EQ Phase Responses

[Mlewis]

Everybody talks about the importance of an EQs phase response but what does it actually look like in general?

Do State variables have significantly different phase response graphs to say Constant Amplitude Phase shift circuits or is it simply a case of certain EQ circuits have more or less of a standard shape phase shift for similar looking frequency responses?

Has anybody ever created phase response graphs of various famous EQs? Got a link for further reading?

 

[mikep]

As far as I know, in the analog world, phase response is inextricably linked to frequency response. if the frequency response of two differently constructed filters is exactly the same, so will be the phase. there are digital filters that do not conform to this. also, in some marketing departments this fundemental law can be temporarily suspended.

there are some differences between a CAPS EQ and a state variable and a biquad, all producing the exact same filter response. but not related to phase. things like control law, internal headroom, noise, parameter interaction, adjacent band interaction, possible stability issues, etc.

mike p

 

[SSLtech]

Yep.
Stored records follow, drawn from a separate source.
PR #4847, opened 2018-10-08
fix: Use map on input data when migrating

gregor:


app/script/conversation/ConversationMapper.js
```diff
@@ -401,7 +401,7 @@ z.conversation.ConversationMapper = class ConversationMapper {
   }
 
   migrateConversationsData(conversationsDate, isProAccount) {
-    return this.migrateConversationsData.map(conversationData => {
+    return conversationsDate.map(conversationData => {
```
atomrc: you probably meant `conversationDatA`?

atomrc: And the name of the parameter should be changed also

PR #4848, opened 2018-10-08
fix: Only ignore leave events that are from the user leaving (WEBAPP-5439)

atomrc:


app/script/conversation/ConversationRepository.js
```diff
@@ -2780,19 +2780,26 @@ z.conversation.ConversationRepository = class ConversationRepository {
...
     const {from: sender, id, type, time} = eventJson;
 
     if (sender) {
       const allParticipantIds = conversationEntity.participating_user_ids().concat(this.selfUser().id);
       const isFromUnknownUser = !allParticipantIds.includes(sender);
 
       if (isFromUnknownUser) {
+        const leavingEventTypes = [
+          z.event.Backend.CONVERSATION.MEMBER_LEAVE,
+          z.event.Client.CONVERSATION.TEAM_MEMBER_LEAVE,
```
atomrc, line 2792: As seen here, the `TEAM_MEMBER_LEAVE` event is also fed with the leaving user id
https://github.com/wireapp/wire-webapp/blob/5374df02b545e02794834d14fdf01edb089b7416/app/script/conversation/EventBuilder.js#L189-L201

So we also need to account for this event.

PR #4860, opened 2018-10-09
fix: Hide options header if no options are available

gregor:


app/script/view_model/panel/ConversationDetailsViewModel.js
```diff
@@ -132,32 +132,32 @@ z.viewModel.panel.ConversationDetailsViewModel = class ConversationDetailsViewMo
...
-
     this.showActionLeave = ko.pureComputed(() => this.activeConversation() && this.activeConversation().isLeavable());
 
     this.showActionMute = ko.pureComputed(() => {
       return this.activeConversation() && this.activeConversation().isMutable() && !this.isTeam();
     });
 
-    this.showActionNotificationSettings = ko.pureComputed(() => {
+    this.showOptionGuests = ko.pureComputed(() => {
+      return this.isActiveGroupParticipant() && this.activeConversation().inTeam();
```
atomrc, line 142: Is it safe to remove the `&& this.activeConversation()`?

gregor: I believe so. The `isActiveGroupParticipant` checks for it as well and should thus never return true if active conversation is not set.

atomrc: Ah ok, it's included in `isActiveGroupParticipant`

app/script/view_model/panel/ConversationDetailsViewModel.js
```diff
@@ -132,32 +132,32 @@ z.viewModel.panel.ConversationDetailsViewModel = class ConversationDetailsViewMo
...
+    this.showOptionNotifications1To1 = ko.pureComputed(() => {
+      return this.hasAdvancedNotifications() && !this.activeConversation().isGroup();
     });
 
-    this.showActionTimedMessages = this.isActiveGroupParticipant;
+    this.showOptionTimedMessages = this.isActiveGroupParticipant;
 
     this.showSectionOptions = ko.pureComputed(() => {
-      return this.showActionGuestOptions() || this.showActionNotificationSettings() || this.showActionTimedMessages();
+      return this.showOptionGuests() || this.showOptionNotificationsGroup() || this.showOptionTimedMessages();
```
gregor, line 160: Fix to hide the section header

PR #4873, opened 2018-10-10
refactor: Simplify error classes

gregor:


app/script/auth/AuthError.js
```diff
@@ -23,37 +23,33 @@ window.z = window.z || {};
...
-      case AuthError.TYPE.MULTIPLE_TABS:
-        this.message = 'Cannot open in multiple tabs simultaneously';
-        break;
-      case AuthError.TYPE.PRIVATE_MODE:
-        this.message = 'Unsupported Private Mode';
-        break;
-      default:
-        this.message = 'Unknown AuthError';
-    }
+    this.message = message || AuthError.MESSAGE[this.type] || AuthError.MESSAGE.UNKNOWN;
```
atomrc: I see this pattern quite some times in this PR. Maybe having a super class that does that could be a good idea. 
How about a `WireError` and make all of those inherit from it?
WDYT?

gregor: Yeah. Sounds like a good idea.

app/script/error/AccessTokenError.js
```diff
@@ -24,8 +24,7 @@ window.z.error = z.error || {};
 
 z.error.AccessTokenError = class AccessTokenError extends z.error.BaseError {
   constructor(type, message) {
-    const errorName = 'AccessTokenError';
-    super(errorName, type, message);
+    super(type, message);
```
atomrc: In those cases, you can remove the `constructor` at all

app/script/error/BaseError.js
```diff
@@ -28,7 +28,12 @@ z.error.BaseError = class BaseError extends Error {
 
     this.name = this.constructor.name;
     this.stack = new Error().stack;
-    this.type = type || BaseError.TYPE.UNKNOWN;
+
+    const specificTypes = Object.values(z.error[this.name].TYPE);
+    const knownTypes = Object.vales(BaseError.TYPE).concat(specificTypes);
```
atomrc: Typo : Object.vale

PR #4893, opened 2018-10-15
chore: Migrate /tracking to camelCase

gregor:


app/script/tracking/EventTrackingRepository.js
```diff
@@ -244,14 +242,14 @@ z.tracking.EventTrackingRepository = class EventTrackingRepository {
...
 
-  _is_domain_allowed_for_tracking() {
+  _isDomainAllowedForTracking() {
     if (!z.util.URLUtil.getParameter(z.auth.URLParameter.TRACKING)) {
-      for (const domain of EventTrackingRepository.CONFIG.USER_ANALYTICS.DISABLED_DOMAINS) {
+      return !EventTrackingRepository.CONFIG.USER_ANALYTICS.DISABLED_DOMAINS.some(domain => {
         if (z.util.StringUtil.includes(window.location.hostname, domain)) {
           this.logger.debug(`Tracking is disabled for domain '${window.location.hostname}'`);
-          return false;
+          return true;
```
ffflorian, line 250: The `for..of` solution was better because it returned as soon as there was a disabled domain. This change lets the code always run through the whole array.

app/script/tracking/Helpers.js
```diff
@@ -25,59 +25,17 @@ window.z.tracking = z.tracking || {};
...
-          return z.tracking.attribute.MessageType.PING;
-        case !message_et.has_asset():
-          return z.tracking.attribute.MessageType.FILE;
-        case !message_et.has_asset_image():
-          return z.tracking.attribute.MessageType.IMAGE;
-        case !message_et.has_asset_location():
-          return z.tracking.attribute.MessageType.LOCATION;
-        default:
-          return z.tracking.attribute.MessageType.TEXT;
-      }
```
ffflorian, line 60: This function is gone now?

app/script/tracking/EventTrackingRepository.js
gregor: `Array.prototype.some()` does exactly that as well.

https://developer.mozilla.org/en-US/docs/Web/JavaScript/Reference/Global_Objects/Array/some

app/script/tracking/Helpers.js
gregor: It was not used anywhere in the code

app/script/tracking/EventTrackingRepository.js
ffflorian: Oh. TIL :sun_with_face:

PR #9608, opened 2020-09-08
runfix: Set correct environment version (WEBAPP-7081)

ffflorian:
Follow-up to https://github.com/wireapp/wire-webapp/pull/9553.

### DIFF
--- a/src/script/util/Environment.ts
+++ b/src/script/util/Environment.ts
@@ -28,25 +28,23 @@ const APP_ENV = {
 
 const getAppVersion = (): string => {
   const versionElement = document.head.querySelector("[property='wire:version']");
-  const hasVersion = versionElement && versionElement.hasAttribute('version');
-  return hasVersion ? versionElement.getAttribute('version').trim() : '';
+  return versionElement?.getAttribute('version').trim() || '';
 };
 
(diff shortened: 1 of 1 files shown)


src/script/util/Environment.ts
```diff
@@ -28,25 +28,23 @@ const APP_ENV = {
...
+  // [match, version]
+  const [, electronVersion] = /Wire(?:Internal)?\/(\S+)/.exec(userAgent) || [];
   return electronVersion;
 };
 
 const getFormattedAppVersion = (): string => {
-  const [year, month, day, hour, minute] = getAppVersion().split('-');
-  return `${year}.${month}.${day}.${hour}${minute}`;
+  const [year, month, day, hour, minute] = getAppVersion().split('.');
+  return `${year}.${month}.${day}.${hour}.${minute}`;
```
ffflorian, line 42: This is the format we are using everywhere now. Should we use it here, too?

thisisamir98: on webapp we do 
`Config.getConfig().VERSION` which gives -> 2020.09.07.22.34

thisisamir98 (approved):

ffflorian:
:rocket: :smiley:

PR #9615, opened 2020-09-11
refactor: Remove version from HTML

bennyn:
Since the introduction of the config file approach, there is no more need to read the "version" from our HTML code.

### DIFF
--- a/src/page/template/meta.htm
+++ b/src/page/template/meta.htm
@@ -1,7 +1,6 @@
     <meta charset="utf-8" />
     <meta name="viewport" content="width=device-width, initial-scale=1.0, maximum-scale=1.0, user-scalable=no" />
     <meta name="geoip" country="{{country}}" />
-    <meta property="wire:version" version="{{@config.VERSION}}" />
     {{#if @config.CHROME_ORIGIN_TRIAL_TOKEN}}<meta http-equiv="origin-trial" content="{{{@config.CHROME_ORIGIN_TRIAL_TOKEN}}}">{{/if}}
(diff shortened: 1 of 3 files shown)


Yserz (approved):

src/script/util/Environment.ts
```diff
@@ -62,11 +53,11 @@ export const Environment = {
     }
 
     if (doNotFormat) {
-      return getAppVersion();
+      return Config.getConfig().VERSION;
```
ffflorian: There is no formatting anymore so we should only check in this function if we want to show the electron version or not.

src/page/template/meta.htm
```diff
@@ -1,7 +1,6 @@
     <meta charset="utf-8" />
     <meta name="viewport" content="width=device-width, initial-scale=1.0, maximum-scale=1.0, user-scalable=no" />
     <meta name="geoip" country="{{country}}" />
-    <meta property="wire:version" version="{{@config.VERSION}}" />
```
ffflorian, line 4: Let's please keep this because it's quite handy to use.

ffflorian (changes requested):

src/page/template/meta.htm
Yserz: I don't think this is a good way of checking for the application version. Also it's way easier to check for `window.wire.env.VERSION`.

ffflorian: I didn't mean to continue checking from here but to just leave it here for convenience.

Yserz: In general you can find the version also via `/version`, in any resource query below or in `window.wire.env.VERSION` via the console. So there are plenty of places to take the version from.

ffflorian (approved):

PR #9617, opened 2020-09-11
Resizable sent images

Aisse-258:
When open sent image it's size increases on hover.


bennycode:
Thank you for your contribution but we don't plan to change the UX of image display at this point in time. We'll leave this decision to our designers.

PR #9618, opened 2020-09-12
Full password message

Aisse-258:


lipis:
I made these updates in our [Crowdin](https://crowdin.com/translate/wire-webapp/1224/en-ru) so they will be updated in our next release. Thank you!

PR #9645, opened 2020-09-14
fix: Check for lowercase User-Agent (WEBAPP-7046)

ffflorian:


src/script/util/Environment.ts
```diff
@@ -33,7 +33,7 @@ const getAppVersion = (): string => {
 
 const getElectronVersion = (userAgent: string): string => {
   // [match, version]
-  const [, electronVersion] = /Wire(?:Internal)?\/(\S+)/.exec(userAgent) || [];
+  const [, electronVersion] = /Wire(?:Internal)?\/(\S+)/i.exec(userAgent) || [];
```
Yserz, line 36: Now that we know it's always lowercase we could do:
```suggestion
  const [, electronVersion] = /wire(?:internal)?\/(\S+)/.exec(userAgent) || [];
```

ffflorian: Why is that better than using the `i` modifier?

Yserz (approved):

PR #9694, opened 2020-09-24
chore: Bring back babel-plugin-react-intl

Yserz:


src/i18n/en-US.json
```diff
@@ -922,7 +922,7 @@
   "ssoLogin.pasteButton": "Paste code",
   "ssoLogin.subhead": "Enter the company SSO access code.",
   "ssoLogin.subheadCode": "Please enter your SSO code",
-  "ssoLogin.subheadCodeOrEmail": "Please enter your email or SSO code",
+  "ssoLogin.subheadCodeOrEmail": "Please enter your email or SSO code.",
```
ffflorian, line 925: Not part of the PR I think :slightly_smiling_face:

Yserz: It is part of this PR because this is a change that wasn't propagated but should have.

ffflorian: Ah okay

ffflorian (approved):

PR #9695, opened 2020-09-24
chore: Use @formatjs/cli instead of babel-plugin-react-intl

Yserz:


bin/translations_extract_formatter.js
```diff
@@ -0,0 +1,29 @@
...
+ * This program is distributed in the hope that it will be useful,
+ * but WITHOUT ANY WARRANTY; without even the implied warranty of
+ * MERCHANTABILITY or FITNESS FOR A PARTICULAR PURPOSE. See the
+ * GNU General Public License for more details.
+ *
+ * You should have received a copy of the GNU General Public License
+ * along with this program. If not, see http://www.gnu.org/licenses/.
+ *
+ */
+const webappTranslations = require('../src/i18n/en-US.json');
```
ffflorian, line 20:
```suggestion

const webappTranslations = require('../src/i18n/en-US.json');
```

ffflorian (approved):

PR #9792, opened 2020-10-06
refactor: CryptographyRepository - Stronger encapsulation

Yserz:


src/script/cryptography/CryptographyRepository.ts
```diff
@@ -13,7 +13,7 @@
  * GNU General Public License for more details.
  *
  * You should have received a copy of the GNU General Public License
- * along with this program. If not, see http://www.gnu.org/licenses/.
+ * along with this program. If not, ssee http://www.gnu.org/licenses/.
```
lipis:
```suggestion
 * along with this program. If not, see http://www.gnu.org/licenses/.
```

lipis (approved):

PR #9857, opened 2020-10-19
refactor: Add ClientRecord type

ffflorian:


bennyn (changes requested):
I like this typing.  Saving into the DB is part of our storage layer. For our events we have already a typing in `storage/EventRecord.ts`, so lets turn `ClientInDB` into `storage/ClientRecord.ts`.

bennyn (approved):

PR #9976, opened 2020-11-10
chore: Setup daily code scanning alerts at 10 AM UTC

bennycode:


.github/workflows/codeql-analysis.yml
```diff
@@ -0,0 +1,26 @@
...
+  schedule:
+    - cron: '0 10 * * *'
+
+jobs:
+  'Analyze':
+    runs-on: ubuntu-latest
+    strategy:
+      fail-fast: false
+      matrix:
+        language: [ 'javascript' ]
```
Yserz, line 17: I guess we don't need a matrix for just one entry. Does it distinguish between js and ts btw?

Yserz (approved):

.github/workflows/codeql-analysis.yml
bennycode: Their JavaScript setting includes TypeScript: https://help.semmle.com/QL/learn-ql/javascript/introduce-libraries-ts.html#overview

I added the matrix because it was given in the template from GitHub.

lipis (approved):

PR #14183, opened 2022-11-29
feat: add font size selection to the preferences [ACC-302]

V-Gira:
<table>
<td>
  <a href="https://wearezeta.atlassian.net/browse/ACC-302" title="ACC-302" target="_blank">StoryACC-302</a>  Font Scaling in Preferences (Part of BITV 11.7)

What he said.

The phase response will basically look like a line which slowly rises as the ANGLE of the amplitude response rises, then dive swiftly down through zero degrees as the amount of boost levels off, then as the amount of boost falls, the (now negative) phase shift will slowly return to the zero line.

It's related to the integrated ANGLE of the amplitude response curve at any given point.

Now here's how things CAN sound different: change the 'Q' of the filter in the sidechain and vary the AMOUNT of the filter added to the pass signal. With comparable amplitude responses, the impulse response can be VERY different. This is what I think contributes more to the "sound" of an EQ than anything else.

Keith

 

[Mlewis]

[quote author="SSLtech"]
It's related to the integrated ANGLE of the amplitude response curve at any given point.
Keith[/quote]

That was quick thanks...

That seems to make sense in an intuitive kinda way, but if phase is related to an integral of frequency response, how do all-pass filters alter phase without 'differentiating' back from the integral to alter the frequency response? eg:

http://www.forsselltech.com/LF%20Phase%20Test.pdf

 

[Mlewis]

...hang-on. I thing i might be getting my calculus tied up in knots. Did that question make sense?

Edit: Yeah... i think it does make sense. I don't understand how something related to the intergral of the angle of amplitude response can alter without altering the the differential of the integral ie: the angle of the amplitude response.

 

[Boswell]

To be pedantic for a moment: the steady-state response of a system evaluated against frequency is a complex quantity. The complex quantity can be expressed in different ways, e.g. as real and imaginary components (X-Y) or polar form (radius and angle). It is this latter form that when represented as two separate functions against frequency is called a Bode plot. The radial component is the amplitude of the response and the angular component is the phase. The amplitude response is commonly called the "frequency response", but that term should include both the amplitude and phase components. The two components are orthogonal, and can change independently, although it is usual for a physical system to show changes in both. The "all-pass" network is an example of a system where the amplitude response does not change (over a specified frequency range) but phase does.

So to go back to the original question, a true second-order resonance (or anti-resonance) is defined by a second-order equation, and that dictates both the amplitude and phase response. EQ circuits that implement exactly the second-order equation should all sound the same, but they don't. The differences probably lie in the way the circuit is implemented, the quality and tolerances of the components used and the circuit's non-linear behaviour, invoked during transients.

 

[SSLtech]

Well, with a phase-shift all-pass filter, the amplitude/frequency response will change when the two paths are combined, or if any regeneration/feedback is applied.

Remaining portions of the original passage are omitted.